I’d like to say that I’ve been busy or sick or traveling or protesting. Of course, I’ve been swamped with teaching and library events. I’m just trying to settle into my fall schedule. No colds or flus, and no roadtrips. And every day of my life is an act of protest—because I try to be kind and understanding and compassionate to everyone. (I know that’s a revolutionary in this country at this time.) My excuse (whether legitimate or not): I’ve been exhausted every night I’ve gotten home.
Summer is definitely coming to an end. The maple trees on my property have already begin changing color. We’ve already had a few nights when the furnace kicked in. But no frost warnings, yet. Schools are back in session, and the sun is setting before 8:30 p.m. these days. Yet, I’m not ready to surrender to autumn and winter just yet. I am a summer holdout.
Sharon Olds writes about the good ol’ summertime . . .
Full Summer
by: Sharon Olds
I paused, and paused, over your body,
to feel the current of desire pull
and pull through me. Our hair was still wet,
mine like a knotted wrack, it fell
across you as I paused, a soaked coil
around your glans. When one of your hairs
dried, it lifted a bare nerve.
On the beach, above us, a cloud had appeared in
the clear air, a clockwise loop coming
in out of nothing, now the skin of your scrotum
moved like a live being, an animal,
I began to lick you, the foreskin lightly
stuck in one spot, like a petal, I love
to free it—just so—in joy,
and to sip from the little crying lips
at the tip. Then there was no more pausing,
nor was this the taker,
some new one came
and sucked, and up from where I had been hiding I was
drawn in a heavy spiral out of matter
over into another world
I had thought I would have to die to reach.
This is prime Sharon Olds material: sex, summer, sun. It’s like an Annette Funicello and Frankie Avalon beach blanket blowjob movie. There’s something sexily nostalgic in her poem. Even though she’s an adult, married woman in the poem, her words bring me back to my teenage summers. That coming-of-age time.
Well, it has been really warm these last five days, and today was no different. It has been hitting the 80s since about last Saturday. Tomorrow, my son and I care going on a road trip. It was supposed to be my whole family going, but my wife tested positive for COVID on Monday, and then she had a little fender-bender with a UPS truck (no damage that I’m willing to claim with insurance). Today, when my wife was taking our puppy for a walk around the block, a neighbor’s German shepherd attacked her. The good news is that, thanks to my wife’s quick actions, the neighbor’s dog wasn’t able to do as much damage as the last time our puppy was attacked. We did file a police report and took our dog to the vet. The vet examined her and found a deep puncture on her right back leg.

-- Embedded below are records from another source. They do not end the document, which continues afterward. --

PR #4213, opened 2021-04-11
add code to compute NH pressure at interfaces

mt5555:
add an interface to the dycore's nonhydrostatic pressure on layer interfaces

based on the analysis here:
https://acme-climate.atlassian.net/wiki/spaces/NGDNA/pages/2579530246/NH+surface+pressure

we do not change the current approach at the surface (using the mu=1 approximation), but this does switch from a cell average type algorithm to more accurate interpolation for the interior interface values.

The itinerary for this weekend’s trip has changed drastically. My wife and puppy are staying home. My son and I are driving downstate. We are staying in Mount Pleasant where my daughter is attending medical school, but we aren’t going to meet up with her because she’s got a final exam next Monday and doesn’t want to take the chance of catching COVID.
So, basically, my son and I are going to stay at an Airbnb by ourselves and try to find a way to amuse ourselves. I actually planned an extra day in Mount Pleasant to have more time with my daughter, but fate had other plans. It’s feels like a summer vacation gone terribly wrong—I’m Clark Griswold from the U.P. of Michigan.
A couple days ago, Saint Marty wrote a poem in a writing workshop led by a good friend of his. (His friend called it a flash lyric essay.). Whether essay or poem, it has nothing to do with COVID or dog attacks. Or summer, for that matter.
Reflections on Water, or My Brother Tried to Drown Me
by: Martin Achatz
I should have enjoyed the mist making my child face drip like an apple in the IGA produce section.
Fish. I smelled fish, tasted fish in my mouth. Waves applauded with foam hands, the thug-thug-thug of the ferry’s engine slapping the day awake.
I never liked fish sticks as a kid, begged my mom for grilled cheese when she brought a pan of Mrs. Paul’s to the dinner table.
Maybe I choked on amniotic fluid as I emerged from my mother or swallowed soapy liquid while being bathed as a baby or found a drowned mouse in a toilet bowl.
Yes, I’ve always associated water with death, so I avoid wading or floating or swimming, hold myself to the riverbank or shoreline, afraid I’ll untether and just drift away.
When rain baptizes the world, I think I hear the pine trees sob.